Im Dorfe machte die Frau Speise und setzte den Biertopf hin. Kapulukussu kam sogleich vom Dachbalken herabgeflogen und aß. Als Kapulukussu fertig war, aß der Schmied. Kapulukussu trank. Als Kapulukussu fertig war, trank der Schmied. Am andern Tage war es ebenso. Am dritten Tage war es ebenso. Da ward der Mufudi ärgerlich. Der Schmied sagte: "Kapulukussu ist ein so kleines Tier und hat meine Kassui gefunden. Kapulukussu ißt und trinkt und ißt und trinkt." Der Schmied sagte zu seiner Frau: "Mach die Speise lieber in der Nacht." Die Frau machte also den Brei in der Nacht. Als er fertig war, kam Kapulukussu angeflogen und begann zu essen. Der Schmied sagte: "Was, du kleines Tier, willst immer und nun auch bei Nacht zuerst essen, nur weil du meine Kassui gefunden hast?" Kapulukussu sagte: "Hast du nicht gesagt, ich könne bei Nacht und bei Tage immer zuerst essen?"

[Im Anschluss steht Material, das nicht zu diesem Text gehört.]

PR #2895, opened 2023-05-02
Developing...

timohahaaa:
https://timohahaaa.github.io/layout_stars/report/html_report/

https://timohahaaa.github.io/layout_stars/

### DIFF
--- a/src/style.css
+++ b/src/style.css
@@ -15,38 +15,10 @@ body {
   background-position: center;
 }
 
-.stars--1 span:first-child {
-  width: 16px;
-  height: 16px;
-  background-image: url(images/star-active.svg);
-  background-repeat: no-repeat;
-  background-position: center;
-}
-
-.stars--2 span:nth-child(-n+2) {
-  width: 16px;
-  height: 16px;
-  background-image: url(images/star-active.svg);
-  background-repeat: no-repeat;
-  background-position: center;
-}
-
-.stars--3 span:nth-child(-n+3) {
-  width: 16px;
-  height: 16px;
-  background-image: url(images/star-active.svg);
-  background-repeat: no-repeat;
-  background-position: center;
-}
-
-.stars--4 span:nth-child(-n+4) {
-  width: 16px;
-  height: 16px;
-  background-image: url(images/star-active.svg);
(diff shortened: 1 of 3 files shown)


src/style.css
```diff
@@ -0,0 +1,56 @@
...
+  background-position: center;
+}
+
+.stars--5 span:nth-child(-n+5) {
+  width: 16px;
+  height: 16px;
+  background-image: url(images/star-active.svg);
+  background-repeat: no-repeat;
+  background-position: center;
+}
```
qoa11a, line 56: You should move it under one selector like this:
`.stars--1 span:first-child, .stars--2 span:nth-child(-n+2), ... { ...styles go here }`

qoa11a (changes requested):
Almost perfect! One small fix.

src/style.css
```diff
@@ -0,0 +1,28 @@
...
+  background-image: url(images/star.svg);
+  background-repeat: no-repeat;
+  background-position: center;
+}
+
+.stars--1 span:first-child,
+.stars--2 span:nth-child(-n+2),
+.stars--3 span:nth-child(-n+3),
+.stars--4 span:nth-child(-n+4),
+.stars--5 span:nth-child(-n+5) {
```
polosanya, line 22:
```suggestion
.stars--1 :first-child,
.stars--2 :nth-child(-n+2),
.stars--3 :nth-child(-n+3),
.stars--4 :nth-child(-n+4),
.stars--5 :nth-child(-n+5) {
```
There is no need to increase the specificity

src/style.css
```diff
@@ -0,0 +1,28 @@
...
+  width: 16px;
+  height: 16px;
+  background-image: url(images/star-active.svg);
+  background-repeat: no-repeat;
+  background-position: center;
```
polosanya, line 27: Do you really need to duplicate all styles? Only background image changes, all other properties are the same

polosanya (changes requested):
A few small, but important changes left 🙂

polosanya (approved):
Well done! 🔥

polosanya (approved):
Super!

qoa11a (approved):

Der Schmied antwortete nicht. Er nahm einen Stock, um Kapulukussu totzuschlagen. Kapulukussu flog ganz dicht zum Sohne des Schmiedes und setzte sich dort hin. Der Schmied schlug. Kapulukussu flog fort. Der Schmied schlug seinen Sohn tot. Kapulukassu flog ganz dicht zur Frau des Schmiedes und setzte sich dort hin. Der Schmied schlug. Kapulukussu flog fort. Der Schmied schlug seine Frau tot. Kapulukussu rief: "Heute ist ein großer Vita (Streit), heute ist ein großer Vita."Kapulukussu flog zu den Ziegen des Schmiedes. Der Schmied schlug. Kapulukussu flog fort. Der Schmied schlug die Ziegen tot. Kapulukussu rief: "Heute ist ein großer Vita; heute ist ein großer Vita!"

Am Morgen kamen alle Leute des Dorfes und der Mukelenge (Häuptling) zusammen, um den Tschitumbu (Rechtsstreit) zu regeln. Kapulukussu trug (der Erzähler in direkter Rede alles wörtlich) die ganze Sache vor. Der Mukelenge sagte: "Kapulukussu hat Recht. Der Schmied muß ihm Strafe zahlen." Der Schmied mußte Kapulukussu viele Sachen geben. Kapulukussu gab dem Mukelenge einen guten Teil als Geschenk und kehrte in den Wald zurück. (Von einem Manne erzählt.)